Table of Contents
- What is LITENIMOD SODIUM?
- How is LITENIMOD SODIUM Used?
- Clinical Trial Details
- Eligibility Criteria
- Potential Benefits and Risks
- What to Expect During the Trial
What is LITENIMOD SODIUM?
LITENIMOD SODIUM is an investigational drug being studied for the treatment of glioblastoma, a type of aggressive brain cancer[1]. It belongs to a class of medications called cytokines and immunomodulators, which are substances that can modify or regulate the immune system’s function[1].
The drug is currently being tested in a clinical trial called NAVIG-1, which stands for “New adjuvant vaccine in glioblastoma.” This trial is exploring the use of LITENIMOD SODIUM in combination with other treatments for patients with glioblastoma[1].
How is LITENIMOD SODIUM Used?
In the clinical trial, LITENIMOD SODIUM is administered as a solution for injection. The drug is given through subcutaneous injections, which means it’s injected just under the skin, typically in the shoulder area[1].
The trial is testing LITENIMOD SODIUM in combination with other treatments, including:
- Peptides (small proteins) that may help stimulate the immune system
- Temozolomide, a chemotherapy drug commonly used for glioblastoma
- Radiation therapy
Clinical Trial Details
The NAVIG-1 trial is a Phase 1/2a study, which means it’s an early-stage trial designed to test the safety and effectiveness of the treatment[1]. The trial has two main parts:
- Phase 1: This phase aims to determine the safest and most effective dose of the treatment. Researchers will test different dose levels of the peptides (50, 100, or 250 micrograms) combined with a fixed dose of 1mg of LITENIMOD SODIUM[1].

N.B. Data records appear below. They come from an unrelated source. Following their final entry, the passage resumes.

PR #221, opened 2025-11-28
backend: add freeDrmDevice on error in initDmabuf

zacoons:
I was just perusing the code for nefarious reasons and found this, which may cause a small memory leak in some rare cases.


vaxerski (approved):
thanks

PR #281, opened 2026-04-17
refactor: avoid repeated vector access in backend and DRM loops

B2krobbery:
This removes a bit of repetition in a couple of loops by caching
implementations.at(i) and  crtcs.at(i) into local references.
No functional changes, just makes the code a bit cleaner and avoids
repeated  .at(i)  calls.
Touched:
-backend init loop in Backend.cpp
-CRTC assignment loop in DRM.cpp (recheckCRTCs)
Builds fine, logs look normal.


vaxerski (approved):
:+1:

PR #282, opened 2026-04-23
Enable libinput plugin loading via environment variable

flowln:
I've kept it disabled by default (when no environment variable is defined) so as to not change the default behavior, since it could have security implications. The implementation follows what is [documented in the API](https://wayland.freedesktop.org/libinput/doc/1.31.0/api/group__base.html#ga4d706c69b10714db54d4c8ae7343549c), particularly in relation to the code placement.

Since the 1.30.0 release of libinput is only a couple months old, I've added a version check so that we can continue supporting these older versions too, without this feature.


vaxerski (commented):
what's the practice around this on other environments? I can see a security problem with environment hijacking here, technically.

Not that something that runs as your user can't do other things already, though.

flowln:
> what's the practice around this on other environments? I can see a security problem with environment hijacking here, technically.
> 
> Not that something that runs as your user can't do other things already, though.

- Phase 2a: In this phase, researchers will use the dose selected in Phase 1 to further study the treatment’s effectiveness and safety[1].
Eligibility Criteria
To participate in this trial, patients must meet certain criteria. Some key eligibility requirements include:
- Age between 18 and 75 years old
- Confirmed diagnosis of glioblastoma
- Previous treatment with radiation therapy and temozolomide
- Adequate organ function
- Specific genetic markers (HLA-A2 positive and PTPRZ1 expression in the tumor)[1]
There are also several factors that may exclude a patient from participating, such as certain medical conditions, pregnancy, or recent use of other experimental treatments[1].
Potential Benefits and Risks
As with any experimental treatment, there are potential benefits and risks to consider:
Potential Benefits:
- Improved survival rates for glioblastoma patients
- Potential to slow or stop tumor growth
- Contribution to scientific knowledge about glioblastoma treatment
Potential Risks:
- Side effects from the treatment, which may range from mild to severe
- Possibility that the treatment may not be effective
- Time commitment and potential discomfort from trial procedures
What to Expect During the Trial
Participants in the NAVIG-1 trial can expect the following:
- Regular medical check-ups and blood tests to monitor safety and immune responses[1]
- Brain MRI scans to assess tumor progression[1]
- Quality of life assessments using questionnaires[1]
- Treatment administration through subcutaneous injections
- Long-term follow-up to assess overall survival and long-term effects of the treatment
It’s important to note that participation in clinical trials is voluntary, and patients can withdraw at any time. If you’re interested in learning more about this trial or other treatment options for glioblastoma, it’s crucial to discuss with your healthcare provider to determine the best course of action for your individual situation.